= Maurice Lindley =

English footballer, coach, and manager

William Maurice Lindley (5 December 1915 – 31 July 1994) was an English football player, coach and manager.

==Playing career==
Lindley began his career with his hometown club Keighley Town before joining Merseyside outfit Everton before going into coaching and management with Swindon Town and Crewe Alexandra.

Though he didn't make a League breakthrough until 1947/48, Lindley had joined Everton from his home-town club Keighley in February 1936. He did make wartime appearances at Goodison, however, as well as guest outings for Bradford City, Leeds, Walsall, Bournemouth and Leicester City (at left-half in January 1945).

Lindley played for Everton as a wing half, making 51 Football League appearances between 1947 and 1951.

==Coaching career==
He joined Swindon Town as a coach in 1951, stepping up to the manager's seat two years later, when Louis Page was sacked. His time in charge was not a happy one - with the club in financial difficulty, houses were sold to raise cash for players, but Lindley was given just £3,000 to spend. He spent most of this on one player - Matt Gemmell, costing £2,250 from Portsmouth, and he made just eight league appearances for the club.

Swindon finished in their lowest league position in Lindley's first season - 20th - and when the 1954–55 season looked to be going the same way, he was given three months' notice in January 1955. By the time Lindley left the club in April, the Town were well on the way to beating the record set the previous year - with a terrible away record which saw just one win and fifteen defeats, they finished in a lowly 21st position.

A month later, Lindley was appointed as the manager of Crewe Alexandra.

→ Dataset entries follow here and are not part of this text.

PR #1695, opened 2020-03-09
DynamoDB Enhanced: Added static constructors to TableSchema interface

bmaizels:
Making it easier for customers to discover the different implementations of TableSchema.

## License


bmaizels:
> 
> 
> If fromXXX is consistent, LGTM

I don't think we have an established pattern for this. The alternative that was a contender for me was 'createFromBean' but I felt that was unnecessarily verbose. 'of' is a pattern we've used before, but bean needs to be in there somewhere so 'ofBean' could have worked but I liked it less than 'fromBean'

PR #1697, opened 2020-03-10
Create wrapper class for ddb enhanced extension input parameters

zoewangg:
## Description
Create wrapper class for ddb enhanced extension input parameters

## Testing
Updated tests

## Types of changes

## Checklist

## License

### DIFF
--- a/services-custom/dynamodb-enhanced/src/main/java/software/amazon/awssdk/enhanced/dynamodb/DynamoDbExtensionContext.java
+++ b/services-custom/dynamodb-enhanced/src/main/java/software/amazon/awssdk/enhanced/dynamodb/DynamoDbExtensionContext.java
@@ -1,0 +1,62 @@
+/*
+ * Copyright Amazon.com, Inc. or its affiliates. All Rights Reserved.
+ *
+ * Licensed under the Apache License, Version 2.0 (the "License").
+ * You may not use this file except in compliance with the License.
+ * A copy of the License is located at
+ *
+ *  http://aws.amazon.com/apache2.0
+ *
+ * or in the "license" file accompanying this file. This file is distributed
+ * on an "AS IS" BASIS, WITHOUT WARRANTIES OR CONDITIONS OF ANY KIND, either
+ * express or implied. See the License for the specific language governing
+ * permissions and limitations under the License.
+ */
+
+package software.amazon.awssdk.enhanced.dynamodb;
+
+import java.util.Map;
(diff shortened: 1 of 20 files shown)


services-custom/dynamodb-enhanced/src/main/java/software/amazon/awssdk/enhanced/dynamodb/DynamoDbExtensionContext.java
```diff
@@ -0,0 +1,63 @@
...
+import java.util.Map;
+import software.amazon.awssdk.annotations.SdkProtectedApi;
+import software.amazon.awssdk.annotations.SdkPublicApi;
+import software.amazon.awssdk.enhanced.dynamodb.internal.operations.OperationContext;
+import software.amazon.awssdk.services.dynamodb.model.AttributeValue;
+
+/**
+ * A wrapper for the immutable context objects that are visible to the {@link DynamoDbEnhancedClientExtension}s.
+ */
+@SdkProtectedApi
```
bmaizels: I've been avoiding using 'protected' in this library because I thought it doesn't apply since none of it is code-genned. I think this should just be public?

services-custom/dynamodb-enhanced/src/main/java/software/amazon/awssdk/enhanced/dynamodb/internal/EnhancedClientUtils.java
```diff
@@ -68,10 +69,12 @@ public static String cleanAttributeName(String key) {
         }
 
         if (dynamoDbEnhancedClientExtension != null) {
-            ReadModification readModification = dynamoDbEnhancedClientExtension.afterRead(itemMap,
-                                                                                          operationContext,
-                                                                                          tableSchema.tableMetadata());
-
+            ReadModification readModification = dynamoDbEnhancedClientExtension.afterRead(
+                DefaultDynamoDbExtensionContext.builder()
```
bmaizels: I think if we're going to go public on this interface we should either implement it in public (make it a class and not an interface that includes a builder), or give them a static builder, in which case the Builder needs to go on the public interface too.

bmaizels: as discussed people dont need to create these, just consume them, so it's fine I think

PR #1716, opened 2020-03-13
DynamoDB Enhanced: Remove the need to pass in model class for operati…

bmaizels:
…ons that take typed consumer builders

## License


bmaizels:
> 
> 
> Got to update the javadoc for the interfaces.

They looked correct to me, meaning they were actually incorrect before I made this change but are now correct. Do you see any specifically that aren't?

PR #1717, opened 2020-03-14
Use signing date when deriving signing key

dagnir:
## Description
Fix an issue where the signing key is created only once at the start of the
request for event streaming requests. This causes requests that span two more
more days to have signing errors once the date changes because the signing key
was derived only once using the date at the beginning of the request.

## Motivation and Context
Bug fix.

## Testing
 - `mvn clean install`
 - ~~Running integ tests~~ integ test

## Types of changes

## Checklist

## License

### DIFF
--- a/core/auth/src/test/java/software/amazon/awssdk/auth/signer/internal/SignerKeyTest.java
+++ b/core/auth/src/test/java/software/amazon/awssdk/auth/signer/internal/SignerKeyTest.java
@@ -1,0 +1,50 @@
+/*
+ * Copyright Amazon.com, Inc. or its affiliates. All Rights Reserved.
+ *
+ * Licensed under the Apache License, Version 2.0 (the "License").
+ * You may not use this file except in compliance with the License.
+ * A copy of the License is located at
+ *
+ *  http://aws.amazon.com/apache2.0
+ *
+ * or in the "license" file accompanying this file. This file is distributed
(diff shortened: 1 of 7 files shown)


core/auth/src/test/java/software/amazon/awssdk/auth/signer/internal/SignerKeyTest.java
```diff
@@ -0,0 +1,50 @@
...
+package software.amazon.awssdk.auth.signer.internal;
+
+import static org.assertj.core.api.Assertions.assertThat;
+import java.time.Instant;
+import org.junit.Test;
+
+public class SignerKeyTest {
+
+    @Test
+    public void isValidForDate_dayBefore() {
```
cenedhryn: Shouldn't it be isNotValid? and for the after method too

dagnir: I normally like to name the tests to include the name of the method I'm testing, which is `isValidForDate()` in this case :)

cenedhryn: I like to include the expected behavior to be sure I understand the test's intention.

dagnir: That's reasonable. Will update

His spell at the Railwaymen proved to be even less successful than his time at Swindon, as they finished bottom of the Third Division North three times in three successively worse seasons. Lindley was sacked after the third bottom-place finish, which meant that the club would be competing in the new Fourth Division the following year.

Later Lindley teamed up with Don Revie at Leeds United and became his valued assistant manager and chief scout. Lindley stayed at the club for over twenty years and became caretaker manager on four separate occasions (1974, twice in 1978 and 1980). He retired in May 1981.